伊藤潤二傑作集 1 富江 上』(伊藤潤二/朝日新聞出版)

 夏といえば、ホラーの季節! ということで、ダ・ヴィンチニュースで「ホラーマンガ」を大々的に特集することになった。「好きなものを紹介してください」という発注を受け、意気揚々としたのも束の間、すぐに頭を抱えた。好きなホラーマンガが多すぎる……。

 なので、とにかく心に残っている作品を片っ端から紹介することに。そこで真っ先に浮かんだのが、伊藤潤二さんが生み出した名作ホラーマンガ『富江』シリーズだ。本作は伊藤さんの代表作。これまでに何度も実写映画化もされており、ホラー好きならば一度は触れたことがあるのではないだろうか。
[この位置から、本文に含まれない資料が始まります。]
PR #330, opened 2024-11-05
fix(APP-3626): Update ProposalVoting Container/Stage components to correctly update on stage and status changes

cgero-eth:
## Description

- The radix-ui accordion does not update the active item when changing the `defaultValue` property. In order to mark the next stage active as soon as the previous stage is advanced, we need to control the accordion value by using the `value` and `onValueChange` accordion properties. Same changes are needed for the `ProposalVotingStage` component to properly update the default voting-tab when a stage status changes from PENDING to ACTIVE

Task: [APP-3626](https://aragonassociation.atlassian.net/browse/APP-3626)

## Type of change

## Checklist:

        the latest version.

[APP-3626]: https://aragonassociation.atlassian.net/browse/APP-3626?atlOrigin=eyJpIjoiNWRkNTljNzYxNjVmNDY3MDlhMDU5Y2ZhYzA5YTRkZjUiLCJwIjoiZ2l0aHViLWNvbS1KU1cifQ

### DIFF
--- a/src/modules/components/proposal/proposalVoting/proposalVotingContainer/proposalVotingContainer.tsx
+++ b/src/modules/components/proposal/proposalVoting/proposalVotingContainer/proposalVotingContainer.tsx
@@ -12,13 +12,17 @@ export interface IProposalVotingContainerProps extends ComponentProps<'div'> {
      */
     description: string;
     /**
-     * Active stage that will be expanded by default for multi-stage proposals.
+     * Active stage that will be expanded for multi-stage proposals.
      */
     activeStage?: string;
+    /**
+     * Callback called when the user selects a stage, to be used for expanding the current active stage for multi-stage proposals.
+     */
+    onStageClick?: (stage?: string) => void;
 }
 
 export const ProposalVotingContainer: React.FC<IProposalVotingContainerProps> = (props) => {
-    const { title, description, className, children, activeStage, ...otherProps } = props;
+    const { title, description, className, children, activeStage, onStageClick, ...otherProps } = props;
 
     const processedChildren = Children.toArray(children);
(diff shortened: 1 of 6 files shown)


src/modules/components/proposal/proposalVoting/proposalVotingContainer/proposalVotingContainer.tsx
```diff
@@ -30,7 +34,7 @@ export const ProposalVotingContainer: React.FC<IProposalVotingContainerProps> =
                 <p className="text-base font-normal leading-normal text-neutral-500">{description}</p>
             </div>
             {isMultiStage && (
-                <Accordion.Container isMulti={false} defaultValue={activeStage}>
+                <Accordion.Container isMulti={false} value={activeStage} onValueChange={onStageClick}>
                     {processedChildren.map((child, index) =>
                         React.isValidElement(child)
                             ? React.cloneElement(child, { ...child.props, index, isMultiStage })
```
thekidnamedkd, line 40: Maybe we set a key more explicitly here? Can we expect the stages to always come in the same order and not be subject to a reorder when using the string index + state as the control?

thekidnamedkd (commented):
Makes sense to me. Thanks for the update! Left one comment for musing.

src/modules/components/proposal/proposalVoting/proposalVotingContainer/proposalVotingContainer.tsx
cgero-eth: The proposal stages shouldn't get reordered but always follow the same order. As stage names can be duplicated, the `stageIndex` is the only unique value between stages at the moment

 本作のタイトルにもなっている“富江”とは、ある美少女の名前だ。彼女は誰もが息を呑むような美貌を持ち、出会う男たちを一人残らず魅了していく。しかし、それが悲劇の引き金となる。彼女に魅せられた男たちは欲望を抑えることができなくなり、やがてはひとつの結論へと達してしまう。それは、「富江を殺害する」という行為。彼女を自分だけのものにしたい、殺してでも手に入れたい。そんな黒い欲望が、富江を無残な姿へと変えてしまう事件を引き起こす。

advertisement

 しかし、殺された富江は、必ず甦る。バラバラにされてもその肉塊一つひとつが細胞分裂を繰り返し、やがては肉塊の数だけ富江が誕生する。そして、増殖した富江たちは、また新たに男たちを誘惑していくのだ。

 そんな化物である富江が読者に恐怖をもたらすのだが、さらに恐ろしいのは、善良な一市民だった登場人物たちが徐々に狂っていく描写だ。きっかけはほんの些細な恋心でしかない。美しい彼女に一目惚れをしてしまう。それはごく日常的なできごとだ。しかし、富江は彼らの恋心を手玉に取り、ときには殺し合いまでさせてしまう。

 群衆が誤った方向へと突き進んでしまった結果、最後に待ち受けているのは目も当てられないような悲劇だ。それはまるで独裁者に操られる国民の姿のようでもある。そんな哀しい歴史と富江たちの姿が重なったとき、本当に怖いのは狂気にとらわれた人間なのかもしれないと思わされる。

 また、富江が儚さをたたえる美少女として描かれているのも恐怖心を煽る。美と恐怖を共存させた伊藤さんの手腕には、もはやため息しか出ない。あなたはなんて化物を生み出したのですか……!

 富江こそ、ホラー界のヒロインに相応しい存在だ。ただし、非常に“有害”であることを書き添えておくが。